2% x30 = $48,000. After the government employee retires, he can receive a pension of 48,000 US dollars every year, which is equivalent to 60% of the highest salary before retirement.

4. The retirement system of American private companies.

In the past, many private companies in the United States also adopted employee welfare pension system, especially the industries organized by trade unions preferred to adopt this retirement system, and all employees' pensions were borne by employers. 1978, 4 1% employees of American private companies participated in this retirement benefit system. In 2008, the proportion of employees of private companies participating in this retirement benefit system dropped to 2 1%. At present, most private enterprises in the United States adopt a pension system.
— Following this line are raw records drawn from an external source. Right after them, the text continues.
PR #745, opened 2018-01-24
Add leading slash back into Dropbox mount names

xtfer:
Fixes reversion of https://github.com/platformsh/platformsh-docs/pull/543/commits/d35c7efe2936ea81d1b6eadd79977f911a7f8f8e.

### DIFF
--- a/src/tutorials/dropbox.md
+++ b/src/tutorials/dropbox.md
@@ -28,10 +28,10 @@ Because Dropbox files are mirrored on your writable disk mount, your application
 disk: 2048
 # the needed mounts for the Dropbox daemon
 mounts:
-    Dropbox:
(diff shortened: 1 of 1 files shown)


pjcdawkins:
I like that you're restoring the quotes, but [why] is the slash necessary?

xtfer:
I thought they were required... but now that I look around I see a mix. Perhaps we should agree on a standard (which, IMHO, should be leading slash's and quotes)? @Crell @pjcdawkins ?

Crell:
I thought I had standardized the docs when we switched to the new syntax.  Is it still inconsistent?

Crell:
Per discussion, file paths will not have a leading slash.

PR #747, opened 2018-01-24
Document how to find disk usage by hand

Crell:
The particular filesystem ID here was scrambled so doesn't correspond to any particular project.

### DIFF
--- a/src/development/troubleshoot.md
+++ b/src/development/troubleshoot.md
@@ -89,7 +89,7 @@ Filesystem                                                       Size  Used Avai
 * The first entry shows the storage device that is shared by all of your disk mounts.  Only one path will be shown under `Mounted on` but the disk space reported is common to all defined mounts in a single pool.  In this example, there are 2 GB of total disk allocated to the app container of which only 2% (37 MB) has been used total by all defined mounts.
 * The second entry is the operating system temp directory, which is always the same size.  While you can write to this directory files there are not guaranteed to persist and may be deleted on deploy.
 
-For a MariaDB database, the command `platform db:size` will give approximate disk usage as reported by MariaDB.  However, be aware that due to the way MySQL/MariaDB store and pack data this number is not always accurate, and may be off by as much as 10 percent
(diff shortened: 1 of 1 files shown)


src/development/troubleshoot.md
```diff
@@ -74,6 +74,35 @@ The memory usage of your container exceeds the limit, the kernel thus kills the
 * Use [sizing hints](https://docs.platform.sh/languages/php.html#php-worker-sizing-hints) to reduce the amount of PHP workers which reduces the memory footprint.
 * Upgrade your subscription on Platform.sh to get more computing resources. To do so, log into your [account](https://accounts.platform.sh) and edit the project.
 
+## Low disk space
+
+If you suspect you are running low on disk space on your application container, the easiest way to check it is to login using `platform ssh` and run the `df` command.  `df` has numerous options to tweak its output, but for just checking the available writeable space the simplest option is: `df -h -x tmpfs -x squashfs | grep -v /run/shared`
```
pjcdawkins: If you add `-a` you'll get to see all the mounts, not just the first on each volume, but then you have to filter out more:

```sh
df -a -h -x proc -x squashfs -x tmpfs -x devpts -x sysfs | grep -v /run/shared
```

Might seem a bit ridiculous describing that as the "simplest option" (when `df` theoretically shows the necessary % on its own).

Crell: Perhaps change it to "most direct"?  My first version used `df -haT` to get all possible data, but as @sruggier pointed out that's TMI for most people who just want to know how much disk mount  space they are using.

src/development/troubleshoot.md
```diff
@@ -19,7 +19,7 @@ git push platform <branch-name>
 
 ## HTTP 502 response
 
-If you receive HTTP 502 responses from your site, it means that your site is running out of workers, or the application process is crashing.  Here are the typical causes:
+If you receive HTTP 502 responses from your site, it means that your site is running out of workers or the application process is crashing.  Here are the typical causes:
```
Crell: This additional comma is actually wrong and a comma splice. 😄   Please remove it, then go ahead and merge this PR.

Crell: Oh, duh, I totally read that backwards for some reason.  We're good, please merge.

PR #750, opened 2018-01-26
Clarify Platform - HipChat Integration setup steps

jameswilson:
The HipChat administrative UI provides two ways to create API tokens.  Most other services we use work with the application-level tokens generated at url `https://mycompany.hipchat.com/admin/api`  however Platform.sh only works with room level tokens at url `https://mycompany.hipchat.com/admin/rooms/tokens/<ROOM-ID>`

This cleanup outlines these steps more clearly, and also adds missing optional parameters for `environments` and `exclude-environments` which appear to have been added since the documentation was originally written.

### DIFF
--- a/src/administration/integrations/hipchat.md
+++ b/src/administration/integrations/hipchat.md
@@ -3,14 +3,32 @@
 The [HipChat](https://hipchat.com) integration allows you to send
 notifications about your Platform.sh activity directly to HipChat.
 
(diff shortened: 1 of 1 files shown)


Crell:
Looks good.  Thanks!

jameswilson:
Thanks for the shoutout in the Feb newsletter that dropped today!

In the investment pension system, the pension a person can get depends largely on his income. Let's look at specific examples. Retired after 30 years of accounting work. His average annual salary for 30 years is 90 thousand dollars. He joined the 40 1k retirement plan, and the employer put 3% of his annual salary into his retirement plan every year, with an annual salary of $2,700 and an annual salary of $8 1000 every 30 years. The accountant himself puts 5% of his annual salary into the retirement plan every year, which is $4,500 per year, and every 30 years1$35,000. Employers and individuals have invested $265,438+06,000 in retirement plans in the past 30 years, which is only the principal. Retirement funds accumulated in the past 30 years will be invested in the stock market or the same fund market. According to the annual rate of return of 9%, the funds in the 40 1k retirement plan will be a lot of money when you retire.

Chefs are low-paid jobs in the United States, with a median annual salary of $30 thousand. If a chef also joins the 40 1k retirement plan, the employer will invest 3% of his annual salary in his retirement plan, which is 900 dollars per year and 27,000 dollars every 30 years. The chef himself puts 5% of his annual salary into his retirement plan every year, which is $65,438+$0,500 every year and $45,000 every 30 years. Over the past 30 years, employers and individuals have invested $72,000 in retirement plans. After working for 30 years, due to different incomes, the accumulated principal of only 40 1k retirement plan will be quite different, and if the investment income is added, the difference between the two will be even greater.